Graceful failover

Graceful failover provides the time to administrators to safely fail over a node from the cluster after all in-flight operations are completed and without data loss.

With graceful failover, all in-flight operations are completed, for example, data in the process of being written to the node completes and is transferred to the replica vBuckets. The replica vBuckets are promoted to active vBuckets and the active vBuckets on the failed over node are transitioned to replica vBuckets. Because failover occurs after the replica vBuckert are synchronized with the active vBuckets, graceful failover might take more time to failover the node.

While the server node is being gracefully failed over (the in-flight operations are completing), the failover can be stopped. Subsequently, graceful failover can be restarted. When a node is failed over, it can be added back to the cluster via delta or full recovery.

Note: Hard failover immediately fails over a node from the cluster which might lead to data loss. Hard failover is typically used when the node is in a bad state.

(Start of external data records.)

PR #176, opened 2023-11-29
feat: scene javascript error reports

lorux0:
### Summary

Solves the reporting of errors coming from javascript on different cases:
- Scene compilation time (scene + engine scripts)
- Scene errors thrown during system updating
- Scene errors thrown during startup

Includes the javascript stack trace.

### TODO:

Javascript stack traces on dynamic scene loading are not clean due scene files are minified in the publishing process. No clear approach on how to solve it.

Limitations:
- Some scenes upload the js source map, but its optional for creators, so we may find missing for many
- Did not find a way of using source maps with ClearScript at runtime
- We cannot hook an external service into the scene source upload process. so source maps are uploaded as debug symbols to sentry

Possible solution #1:
We may have a way of debugging scenes locally:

Auto-failover is a hard failover.

The following conditions must be met for graceful failover, otherwise, hard failover is implemented.

  • The server node must be healthy.
  • Each active vBucket on the failed over server node must have an equivalent replica vBucket.
  • At least one (1) replica vBucket must be available.

For example:

  • In a 7 node cluster, if a bucket is configured for one replica, only one node can be gracefully failed over.
  • In a 7 node cluster, if a bucket is configured for two replica, two nodes can be gracefully failed over.
  • In a 7 node cluster, if a bucket is configured for three replica, three nodes can be gracefully failed over.

Graceful failover does not alter the number of active vBuckets (unlike hard failover). However, the number of replica vBuckets can be reduced and they can be unevenly distributed.